Finding Domain and Range of Functions

[MorganJ]

Find the domain and range of y=sin^2x


I have a hard type computing this into my graphing calculator. Can someone help in the steps to find the domain?

 

[rock.freak667]

y=sin²x=(sinx)².

since it is squared it is never negative. The domain should be easy to find, given your knowledge of y=sinx

 

[MorganJ]

So the domain would be 0 less than or equal to positive infinity? and the range would be the same?

 

[rock.freak667]

So the domain would be 0 less than or equal to positive infinity? and the range would be the same?

What is the domain of sin(x)? The range is the values of 'y' that the graph lies between.

You know that -1≤ sinx ≤ 1, so where would sin²x lie between?

 

[MorganJ]

the domain of sin (x) is -∞ < x < ∞ and would sin²x lie between -2 ≤ x ≤ 2...sorry i am bit confused.

 

[rock.freak667]

the domain of sin (x) is -∞ < x < ∞

Right, sin²x has the same domain as sin(x)


and would sin²x lie between -2 ≤ x ≤ 2...sorry i am bit confused.[/QUOTE]

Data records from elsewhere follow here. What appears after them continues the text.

PR #2815, opened 2023-04-18
[KOA-5173] Migrate aria live component to TS

anambl:

- [ ] Component `README.md`
- [ ] Tests


.eslintrc
```diff
@@ -110,12 +110,7 @@
         "allowRequiredDefaults": true
       }
     ],
-    "react/require-default-props": [
-      "error",
-      {
-        "forbidDefaultForRequired": false
-      }
-    ],
+    "react/require-default-props": "off",
```
olliecurtis, line 113: We might not need this rule anymore at all as our linter handles this for us here: https://github.com/Skyscanner/eslint-config-skyscanner/blob/main/index.js#L44-L53

packages/bpk-component-aria-live/src/BpkAriaLive.tsx
```diff
@@ -29,18 +29,17 @@ export const POLITENESS_SETTINGS = {
...
-  children: ReactElement | string,
-  politenessSetting?: $Keys<typeof POLITENESS_SETTINGS>, // PolitenessSetting,
-  visible?: boolean,
-  className?: string | null,
-  [rest: string]: any, // Inexact rest. See decisions/inexact-rest.md
+  children: ReactElement | string;
+  politenessSetting?: PolitenessSetting;
+  visible?: boolean;
+  className?: string | null;
+  [rest: string]: any; // Inexact rest. See decisions/inexact-rest.md
```
olliecurtis, line 42: Wonder now we are using TS if we still need the comment here, as the Inexact rest was from when we were using flow and to avoid the need for flow to error every time

olliecurtis (changes requested):

packages/bpk-component-aria-live/src/BpkAriaLive.tsx
olliecurtis: Ignore me, I see this doc and comment was added exactly for TS!

.eslintrc
anambl: I had actually tried removing it and got a lot of lint errors so added it back 😢 
`forbidDefaultForRequired: true` we are actually using defaults for some required props.. not too sure why. But we can probably clean it up as we go and once all components have been migrated to TS we can remove it? 🤔

olliecurtis: Yeah let's just make sure we have a follow up task in the backlog to do that once we have migrated all :) and as we go through each component let's make sure no required props have any defaults to ensure we align with correct approaches

olliecurtis (approved):

PR #2819, opened 2023-04-24
[KOA-5198]: Migrate graphic promo to TS

olliecurtis:
Migrating graphic promo to typescript

- [ ] Component `README.md`
- [x] Tests


packages/bpk-component-graphic-promotion/index.d.ts
anambl, line 1: Is this right? or should it be just index.ts?

olliecurtis: Huh interesting on my local code it does have content in it and is needed for the types for using in other projects as without it fails to compile

anambl (approved):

if y=sin²x, what is it's maximum and minimum value?

 

[MorganJ]

Wouldn't its maximum value be 1 and the minimum value be -1?

 

[rock.freak667]

Wouldn't its maximum value be 1

yes

and the minimum value be -1?

remember, sin²x = (sinx)² so it is a perfect square, meaning sin²x ≥ 0 . So what's the minimum value going to be?

 

[MorganJ]

So...would it be 1 as well?

 

[rock.freak667]

So...would it be 1 as well?

no

in y=x², what is the lowest value of y which gives a real value for x?

 

[MorganJ]

I have no clue, honestly. I am graphing it on my calculator. Would it be zero? I do not think the minimum value is a negative number.

 

[rock.freak667]

I have no clue, honestly. I am graphing it on my calculator. Would it be zero? I do not think the minimum value is a negative number.

yes it would be zero.

 

[MorganJ]

Okay so the domain would be -∞ < x < ∞ and the range is 0 ≤ y ≤ 1 ?

 

[rock.freak667]

Okay so the domain would be -∞ < x < ∞ and the range is 0 ≤ y ≤ 1 ?

That should be correct. You could write x \epsilon \Re as well I believe.

 

[MorganJ]

Okay. Thank you so much for helping, rock.freak667. I really appreciate it :-)